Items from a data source
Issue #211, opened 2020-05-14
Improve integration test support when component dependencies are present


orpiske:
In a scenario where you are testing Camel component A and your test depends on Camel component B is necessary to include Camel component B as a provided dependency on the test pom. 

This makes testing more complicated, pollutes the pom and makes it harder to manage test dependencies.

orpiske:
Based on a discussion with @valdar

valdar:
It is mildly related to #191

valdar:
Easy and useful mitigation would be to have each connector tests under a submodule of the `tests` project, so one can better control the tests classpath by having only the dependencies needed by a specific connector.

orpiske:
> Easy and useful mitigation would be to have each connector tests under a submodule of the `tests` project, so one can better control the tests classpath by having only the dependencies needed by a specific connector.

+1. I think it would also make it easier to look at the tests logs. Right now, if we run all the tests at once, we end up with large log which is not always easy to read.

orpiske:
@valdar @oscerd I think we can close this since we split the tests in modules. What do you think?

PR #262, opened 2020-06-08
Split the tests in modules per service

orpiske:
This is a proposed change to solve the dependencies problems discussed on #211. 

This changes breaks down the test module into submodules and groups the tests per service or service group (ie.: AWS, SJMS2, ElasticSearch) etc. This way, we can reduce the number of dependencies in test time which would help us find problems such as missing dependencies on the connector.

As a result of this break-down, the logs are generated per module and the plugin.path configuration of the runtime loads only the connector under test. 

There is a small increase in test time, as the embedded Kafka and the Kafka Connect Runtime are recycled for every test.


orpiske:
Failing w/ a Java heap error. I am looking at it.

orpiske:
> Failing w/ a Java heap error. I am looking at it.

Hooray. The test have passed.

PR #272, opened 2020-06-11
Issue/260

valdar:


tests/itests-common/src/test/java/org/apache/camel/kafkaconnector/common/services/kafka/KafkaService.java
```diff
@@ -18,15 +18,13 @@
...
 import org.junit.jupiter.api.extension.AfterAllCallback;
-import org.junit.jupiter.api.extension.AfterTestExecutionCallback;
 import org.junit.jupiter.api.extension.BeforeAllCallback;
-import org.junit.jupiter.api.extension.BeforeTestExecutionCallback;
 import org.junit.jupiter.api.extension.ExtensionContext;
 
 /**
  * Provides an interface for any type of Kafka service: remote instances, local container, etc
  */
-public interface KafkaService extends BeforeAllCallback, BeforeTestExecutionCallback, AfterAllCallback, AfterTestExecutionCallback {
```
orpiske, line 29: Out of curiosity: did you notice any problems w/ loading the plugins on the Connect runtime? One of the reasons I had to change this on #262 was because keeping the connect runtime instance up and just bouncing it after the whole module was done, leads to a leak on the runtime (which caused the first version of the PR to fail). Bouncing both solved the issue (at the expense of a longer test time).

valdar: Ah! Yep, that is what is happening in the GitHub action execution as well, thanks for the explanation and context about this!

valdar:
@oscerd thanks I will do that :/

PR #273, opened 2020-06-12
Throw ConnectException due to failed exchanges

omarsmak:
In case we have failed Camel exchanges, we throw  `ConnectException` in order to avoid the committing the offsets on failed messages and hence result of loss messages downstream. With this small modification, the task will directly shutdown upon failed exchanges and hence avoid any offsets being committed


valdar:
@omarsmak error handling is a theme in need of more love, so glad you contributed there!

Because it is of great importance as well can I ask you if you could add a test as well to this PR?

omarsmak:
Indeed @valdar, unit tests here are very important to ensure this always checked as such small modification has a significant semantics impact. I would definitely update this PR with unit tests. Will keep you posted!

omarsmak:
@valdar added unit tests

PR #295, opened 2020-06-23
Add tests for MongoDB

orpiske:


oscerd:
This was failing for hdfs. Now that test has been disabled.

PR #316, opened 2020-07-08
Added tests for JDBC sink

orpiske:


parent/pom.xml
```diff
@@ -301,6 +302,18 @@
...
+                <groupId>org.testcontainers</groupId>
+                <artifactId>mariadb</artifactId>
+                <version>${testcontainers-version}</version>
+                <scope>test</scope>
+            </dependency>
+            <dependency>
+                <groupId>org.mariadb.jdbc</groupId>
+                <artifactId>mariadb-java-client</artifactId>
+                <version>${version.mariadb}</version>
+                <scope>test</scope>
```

> **WORK INSTRUCTION**: Write the data out once more. Keep every word the same.

> **REPLY TO THE EXERCISE**:
Issue #211, opened 2020-05-14
Improve integration test support when component dependencies are present


orpiske:
In a scenario where you are testing Camel component A and your test depends on Camel component B is necessary to include Camel component B as a provided dependency on the test pom. 

This makes testing more complicated, pollutes the pom and makes it harder to manage test dependencies.

orpiske:
Based on a discussion with @valdar

valdar:
It is mildly related to #191

valdar:
Easy and useful mitigation would be to have each connector tests under a submodule of the `tests` project, so one can better control the tests classpath by having only the dependencies needed by a specific connector.

orpiske:
> Easy and useful mitigation would be to have each connector tests under a submodule of the `tests` project, so one can better control the tests classpath by having only the dependencies needed by a specific connector.

+1. I think it would also make it easier to look at the tests logs. Right now, if we run all the tests at once, we end up with large log which is not always easy to read.

orpiske:
@valdar @oscerd I think we can close this since we split the tests in modules. What do you think?

PR #262, opened 2020-06-08
Split the tests in modules per service

orpiske:
This is a proposed change to solve the dependencies problems discussed on #211. 

This changes breaks down the test module into submodules and groups the tests per service or service group (ie.: AWS, SJMS2, ElasticSearch) etc. This way, we can reduce the number of dependencies in test time which would help us find problems such as missing dependencies on the connector.

As a result of this break-down, the logs are generated per module and the plugin.path configuration of the runtime loads only the connector under test. 

There is a small increase in test time, as the embedded Kafka and the Kafka Connect Runtime are recycled for every test.


orpiske:
Failing w/ a Java heap error. I am looking at it.

orpiske:
> Failing w/ a Java heap error. I am looking at it.

Hooray. The test have passed.

PR #272, opened 2020-06-11
Issue/260

valdar:


tests/itests-common/src/test/java/org/apache/camel/kafkaconnector/common/services/kafka/KafkaService.java
```diff
@@ -18,15 +18,13 @@
...
 import org.junit.jupiter.api.extension.AfterAllCallback;
-import org.junit.jupiter.api.extension.AfterTestExecutionCallback;
 import org.junit.jupiter.api.extension.BeforeAllCallback;
-import org.junit.jupiter.api.extension.BeforeTestExecutionCallback;
 import org.junit.jupiter.api.extension.ExtensionContext;
 
 /**
  * Provides an interface for any type of Kafka service: remote instances, local container, etc
  */
-public interface KafkaService extends BeforeAllCallback, BeforeTestExecutionCallback, AfterAllCallback, AfterTestExecutionCallback {
```
orpiske, line 29: Out of curiosity: did you notice any problems w/ loading the plugins on the Connect runtime? One of the reasons I had to change this on #262 was because keeping the connect runtime instance up and just bouncing it after the whole module was done, leads to a leak on the runtime (which caused the first version of the PR to fail). Bouncing both solved the issue (at the expense of a longer test time).

valdar: Ah! Yep, that is what is happening in the GitHub action execution as well, thanks for the explanation and context about this!

valdar:
@oscerd thanks I will do that :/

PR #273, opened 2020-06-12
Throw ConnectException due to failed exchanges

omarsmak:
In case we have failed Camel exchanges, we throw  `ConnectException` in order to avoid the committing the offsets on failed messages and hence result of loss messages downstream. With this small modification, the task will directly shutdown upon failed exchanges and hence avoid any offsets being committed


valdar:
@omarsmak error handling is a theme in need of more love, so glad you contributed there!

Because it is of great importance as well can I ask you if you could add a test as well to this PR?

omarsmak:
Indeed @valdar, unit tests here are very important to ensure this always checked as such small modification has a significant semantics impact. I would definitely update this PR with unit tests. Will keep you posted!

omarsmak:
@valdar added unit tests

PR #295, opened 2020-06-23
Add tests for MongoDB

orpiske:


oscerd:
This was failing for hdfs. Now that test has been disabled.

PR #316, opened 2020-07-08
Added tests for JDBC sink

orpiske:


parent/pom.xml
```diff
@@ -301,6 +302,18 @@
...
+                <groupId>org.testcontainers</groupId>
+                <artifactId>mariadb</artifactId>
+                <version>${testcontainers-version}</version>
+                <scope>test</scope>
+            </dependency>
+            <dependency>
+                <groupId>org.mariadb.jdbc</groupId>
+                <artifactId>mariadb-java-client</artifactId>
+                <version>${version.mariadb}</version>
+                <scope>test</scope>
```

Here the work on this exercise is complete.